Stored items
- Opening Delimiter -
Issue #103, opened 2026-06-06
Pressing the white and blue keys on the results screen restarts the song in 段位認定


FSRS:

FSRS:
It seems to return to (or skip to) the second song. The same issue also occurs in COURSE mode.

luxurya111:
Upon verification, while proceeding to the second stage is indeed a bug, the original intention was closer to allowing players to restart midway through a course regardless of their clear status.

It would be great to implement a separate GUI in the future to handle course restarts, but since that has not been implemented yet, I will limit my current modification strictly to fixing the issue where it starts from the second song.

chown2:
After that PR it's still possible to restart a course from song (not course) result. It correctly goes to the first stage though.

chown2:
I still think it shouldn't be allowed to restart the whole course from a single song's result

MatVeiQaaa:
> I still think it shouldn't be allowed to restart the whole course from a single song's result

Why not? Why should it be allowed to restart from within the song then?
- Closing Delimiter -
• **What you should do**:
Please repeat, exactly and only, the lines from the one containing "It would be" through the last line of the records, both included.

• **Expected answer**:
It would be great to implement a separate GUI in the future to handle course restarts, but since that has not been implemented yet, I will limit my current modification strictly to fixing the issue where it starts from the second song.

chown2:
After that PR it's still possible to restart a course from song (not course) result. It correctly goes to the first stage though.

chown2:
I still think it shouldn't be allowed to restart the whole course from a single song's result

MatVeiQaaa:
> I still think it shouldn't be allowed to restart the whole course from a single song's result

Why not? Why should it be allowed to restart from within the song then?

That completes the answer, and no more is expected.